“Hallo. Dengan siapa di sana?” tanya orang tersebut dan tidak mendapat jawaban.
“Hallo? Kalau tidak mau bicara, akan saya matikan! Saya tidak punya waktu untuk meladeni orang tidak jelas seperti anda,” kata orang tersebut dengan kekesalan yang tergambar jelas.
“Sudah lupa dengan nomor saya? Atau sengaja tidak menyimpannya?”
“Siapa, ya?” tanya orang tersebut memastikan.
“Oh, atau Nona Ana sudah berganti orang menjadi Nona Felis?”
“Kembalikan uang yang dikeluarkan tanpa persetujuan dari saya!” titah Ria pada orang tersebut.
“Mana mungkin? Uang tersebut sudah digunakan untuk operasional perusahaan dan sudah tidak ada uang dalam bentuk fisik,” tolak orang tersebut yang sudah Ria duga jawabannya.
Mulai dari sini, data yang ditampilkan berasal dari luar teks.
PR #187, opened 2024-08-21
dm vdo: rename useUpstreamKernel , add useUpstreamModule flag and useUpstream test suite

C2Redhat:
This PR contains 3 commit:

. Update useUpstreamKernel flag to useDmVdoModule
. Add useUpstreamModule option to load upstream dm-vdo for testing instead of kvdo. We check if 
useLinuxNextModule is 1, and set the appropriate modName when modprobe is called in KernelModule.
We sill need to load the kvdo module because the user module vdo still requires kvdo to be loaded.
. Add useUpstream test suite

### DIFF
--- a/src/perl/Permabit/BlockDevice/VDO.pm
+++ b/src/perl/Permabit/BlockDevice/VDO.pm
@@ -58,6 +58,7 @@ my $VDO_WARMUP               = "src/c++/vdo/bin/vdoWarmup";
 my $VDO_INITIALIZE_BLOCK_MAP = "src/c++/vdo/bin/vdoInitializeBlockMap";
 
 my $VDO_USER_MODNAME = "vdo";
+my $VDO_UPSTREAM_MODNAME = "dm-vdo";
 
 # The keys of this hash are the names of the histogram that records the
 # statistic, and the values are used in the error message if any request
@@ -177,6 +178,8 @@ our %BLOCKDEVICE_INHERITED_PROPERTIES
      useDistribution           => 0,
      # The directory to put the user tool binaries in
      userBinaryDir             => undef,
+     # Whether to use dm-vdo
+     useUpstreamModule         => 0,
      # UUID for VDO volume.
      uuid                      => undef,
      # Bitmask of CPUs on which to run VDO threads
@@ -252,7 +255,7 @@ sub configure {
   $self->{moduleVersion} //= $self->{vdoModuleVersion};
   $self->{moduleVersion} //= $VDO_MARKETING_VERSION;
 
-  if ($self->{useDistribution}) {
+  if ($self->{useDistribution} || $self->{useUpstreamModule}) {
     $self->getMachine()->{userBinaryDir} = "/usr/bin";
   }
 }
@@ -539,6 +542,13 @@ sub suspend {
 ##
 sub getModuleVersion {
   my ($self) = assertNumArgs(1, @_);
+  if ($self->{useUpstreamModule}) {
+    my $getVerCmd = "yum list $VDO_USER_MODNAME.`uname -m` | " .
+                    "awk '/^$VDO_USER_MODNAME/ {print \$2}'";
+    my @ver = split(/\./,
+		    runCommand($self->getMachineName(), $getVerCmd)->{stdout});
+    $self->setModuleVersion("$ver[0].$ver[1]");
+  }
   return $self->{moduleVersion};
 }
 
@@ -550,6 +560,20 @@ sub getModuleVersion {
 sub setModuleVersion {
   my ($self, $versionString) = assertNumArgs(2, @_);
   $self->{moduleVersion} = $versionString;
+}
+
+########################################################################
+# @inherit
+##
+sub getModuleName {
+  my ($self) = assertNumArgs(1, @_);
+
+  # If useUpstreamModule is set, we need to use $VDO_UPSTREAM_MODNAME(dm-vdo)
+  # module otherwise we load the $VDO_MODNAME(kvdo)
+  if ($self->{useUpstreamModule}) {
+    return $VDO_UPSTREAM_MODNAME;
+  }
+  return $self->SUPER::getModuleName();
 }
 
 ########################################################################
@@ -578,7 +602,9 @@ sub installModule {
   my ($self) = assertNumArgs(1, @_);
   my $machineName = $self->getMachineName();
   my $moduleName = $self->getModuleName();
+
   my $version = $self->getModuleVersion();
+
   if ($self->{_modules}{$machineName}) {
     if ($self->{_modules}{$machineName}{$moduleName}{modVersion} eq $version) {
       $log->info("Module $moduleName $version already installed"
@@ -600,6 +626,7 @@ sub installModule {
                                   modName         => $moduleName,
                                   modVersion      => $version,
                                   useDistribution => $self->{useDistribution},
+                                  useUpstream     => $self->{useUpstreamModule},
                                  );
   $module->load();
   $self->{_modules}{$machineName}{$moduleName} = $module;
@@ -613,6 +640,7 @@ sub installModule {
                                 modName         => $VDO_USER_MODNAME,
                                 modVersion      => $version,
                                 useDistribution => $self->{useDistribution},
+                                useUpstream     => $self->{useUpstreamModule},
                                );
   $userModule->load();
   $self->{_modules}{$machineName}{$VDO_USER_MODNAME} = $userModule;
--- a/src/perl/Permabit/KernelModule.pm
+++ b/src/perl/Permabit/KernelModule.pm
@@ -63,6 +63,7 @@ sub load {
         $log->debug("kernel log additions:\n$additions");
       }
     };
+    $log->info("Using kernel module: " . $modName);
     $self->_step(command => "sudo modprobe $modName $self->{modprobeOption}",
                  cleaner => "sudo modprobe -r $modName",
                  diagnostic => $uponModprobeError);
@@ -78,6 +79,12 @@ sub loadFromFiles {
   my ($self) = assertNumArgs(1, @_);
   my $modName = $self->{modName};
   my $modVer = $self->{modVersion};
+
+  # With useUpstream test, we don't need to load upstream
+  # module(dm-vdo), since it is in the kernel already.
+  if ($self->{useUpstream}) {
+    return 1;
+  }
 
   my $loaded = $self->SUPER::loadFromFiles();
   if ($loaded == 0) {
--- a/src/perl/Permabit/ModuleBase.pm
+++ b/src/perl/Permabit/ModuleBase.pm
@@ -42,6 +42,8 @@ my %PROPERTIES
      modVersion      => undef,
      # @ple whether the test is loading the module from a released RPM
      useDistribution => undef,
+     # @ple whether the test is loading the dm-vdo module from kernel
+     useUpstream     => 0,
     );
 ##
 
--- a/src/perl/Permabit/UserModule.pm
+++ b/src/perl/Permabit/UserModule.pm
@@ -40,6 +40,30 @@ sub load {
 ###############################################################################
 # @inherit
 ##
+sub loadFromFiles {
+  my ($self) = assertNumArgs(1, @_);
+  my $machine = $self->{machine};
+  my $modFileName = $self->{modFileName};
+
+  if ($self->{useUpstream}) {
+    $log->debug("Using upstream version VDO: $self->{modVersion}");
+    my $topdir = makeFullPath($machine->{workDir}, $self->{modVersion});
+    $self->_step(command => "mkdir -p $topdir");
+    my $getFromDnf = join(' ',
+			  "dnf", "download", "--destdir",
+			  "$self->{modDir}", "$modFileName");
+    $self->_step(command => $getFromDnf);
+    $getFromDnf = join(' ',
+                       "dnf", "download", "--destdir", "$topdir",
+                       "$modFileName-support");
+    $self->_step(command => $getFromDnf);
+  }
+  $self->SUPER::loadFromFiles();
+}
+
+###############################################################################
+# @inherit
+##
 sub loadFromBinaryRPM {
   my ($self, $filename, $modFileName) = assertMinMaxArgs([undef], 2, 3, @_);
   $modFileName //= $self->{modFileName};
--- a/src/perl/nightly/NightlyBuildType/VDO.pm
+++ b/src/perl/nightly/NightlyBuildType/VDO.pm
@@ -70,6 +70,14 @@ my $SUITE_PROPERTIES = {
     extraArgs    => "--clientClass=PFARM",
     osClasses    => ["FEDORANEXT"],
   },
+  vdoUpstreamTests => {
+    displayName    => "VDO_Upstream_Tests",
+    suiteName      => "upstreamTests",
+    scale          => "PFARM",
+    extraArgs      => "--clientClass=PFARM"
+                      . " --useUpstreamModule",
+    osClasses      => ["FEDORANEXT"],
+  },
   vdoPerfTests => {
     displayName => "VDO_Perf_Tests",
     suiteName   => "nightlyVDOPerfTests",
--- a/src/perl/vdotest/VDOTest.pm
+++ b/src/perl/vdotest/VDOTest.pm
@@ -147,7 +147,7 @@ our %PROPERTIES
      # @ple The directory to put the user tool binaries in
      userBinaryDir           => undef,
      # @ple Use the dmlinux src rpm for testing.
-     useUpstreamKernel       => 0,
+     useDmLinuxModule        => 0,
     );
 
 my @SRPM_NAMES
@@ -489,7 +489,7 @@ sub getTGZNameForVersion {
 sub listSharedFiles {
   my ($self) = assertNumArgs(1, @_);
   my @files = ($self->SUPER::listSharedFiles(), @SHARED_FILES);
-  if ($self->{useUpstreamKernel}) {
+  if ($self->{useDmLinuxModule}) {
     return (@files, @UPSTREAM_NAMES);
   } elsif ($self->{useDistribution}) {
     return (@files, @RPM_NAMES);
--- a/src/perl/vdotest/VDOTest.pm
+++ b/src/perl/vdotest/VDOTest.pm
@@ -148,6 +148,8 @@ our %PROPERTIES
      userBinaryDir           => undef,
      # @ple Use the dmlinux src rpm for testing.
      useDmLinuxModule        => 0,
+     # @ple Use the installed kernel module, dm-vdo
+     useUpstreamModule       => 0,
     );
 
 my @SRPM_NAMES
--- a/src/perl/dmtest/DMTest.pm
+++ b/src/perl/dmtest/DMTest.pm
@@ -101,7 +101,7 @@ our %PROPERTIES
      # @ple The directory to put the user tool binaries in
      userBinaryDir          => undef,
      # @ple Use the dmlinux src rpm for testing.
-     useUpstreamKernel      => 0,
+     useDmLinuxModule       => 0,
     );
 
 my @SRPM_NAMES
@@ -388,7 +388,7 @@ sub installModules {
 sub listSharedFiles {
   my ($self) = assertNumArgs(1, @_);
   my @files = ($self->SUPER::listSharedFiles(), @SHARED_FILES);
-  if ($self->{useUpstreamKernel}) {
+  if ($self->{useDmLinuxModule}) {
     return (@files, @UPSTREAM_NAMES);
   } elsif ($self->{useDistribution}) {
     return (@files, @RPM_NAMES);
--- a/src/perl/dmtest/Makefile
+++ b/src/perl/dmtest/Makefile
@@ -13,7 +13,7 @@ ifdef LOGDIR
 endif
 
 ifeq ($(DMLINUX), 1)
-  TEST_ARGS += --useUpstreamKernel
+  TEST_ARGS += --useDmLinuxModule
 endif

“Siapa yang suruh untuk mengajukan proposal ketika saya sedang off?” tanya Ria dengan keras.
Ketika dirinya tidak sempat untuk mengurusi perusahaan kecil miliknya, maka Ria menyampaikan pada seluruh mitranya untuk tidak mengajukan proposal dan melakukan transaksi selama masa tersebut. Ria tidak pernah lalai dalam memberi informasi pada mereka semua. Ia ingat bahwa sudah menyampaikan pada mereka semua bahwa ia akan off dalam jangka waktu cukup lama.
“Kalau tidak mau mengembalikannya, akan saya bawa ke jalur hukum. Tentu saja sebelumnya akan ada konsekuensi dari saya sendiri. Selamat menikmati uang panas tersebut.” Ria mematikan sambungan telepon dan menghela nafas keras.
Hampir semuanya yang mendapat uang dalam enam bulan terakhir tidak bersedia mengembalikannya. Padahal Ria bukan ingin uangnya, tapi ingin kejujuran dan tertib administrasi sesuai dengan sistem yang sudah disepakati. Nominal yang mereka dapatkan tidak sebanding dengan kekecewaan yang Ria peroleh.
Bahkan Ria bisa memberikan uang tersebut dalam jumlah berlipat-lipat kali lebih besar. Ria tidak suka dicurangi seperti ini. Siapapun juga tidak akan suka.
Waktu sudah menunjukkan pukul satu dini hari. Namun Ria masih bertahan di ruang kerjanya. Ruang kerja di apartemen baru. Ia sudah resmi keluar dari rumah Antara terhitung mulai hari ini.
Bahkan panggilan dari keluarganya ia alihkan semua. Ria tidak ingin mendengar segala pertanyaan dan bujukan dari mereka untuk tetap berada di rumah tersebut. Ia juga mulai sibuk kerja untuk membenahi kekacauan yang terjadi di perusahaan kecilnya.
Perusahaan? Entah Ria namai apa pekerjaan sampingan tersebut. Tidak bisa dibilang perusahaan karena yang mengurus hanya tiga orang. Tidak seperti kakeknya yang memiliki staf sendiri yang berjumlah puluhan dalam mengelola harta kekayaannya.
Ria hanya bergantung pada tiga orang tersebut yang sudah dipercayainya dalam waktu lama. Ria sesekali masih mengecek laporan keuangan terkait aset dan saham yang dimilikinya. Namun ia tidak bisa terlalu fokus jika pekerjaan utamanya sebagai karyawan sedang sangat hectic.
Ria mempercayakan semua urusan seperti perjanjian kerjasama, pencairan dana, dan beberapa investasi bisnis lainnya pada ketiga orang tersebut. Ria sudah dikenal oleh para pengusaha dalam skala kecil hingga besar sebagai investor dermawan. Siapapun yang mengajukan kerjasama pada Ria, selagi orang tersebut memiliki tekad dan semangat yang kuat, maka Ria tidak segan-segan memberinya suntikan dana untuk mengembangkan bisnis tersebut.
Padahal Ria memiliki lembaga sosial sendiri bahkan anggarannya sengaja dipisahkan dari kegiatannya berinvestasi di perusahaan. Tapi ia cenderung menerapkan seperti badan amal maupun bank syariah yang memberi para pengusaha tersebut dana untuk keperluan bisnis mereka.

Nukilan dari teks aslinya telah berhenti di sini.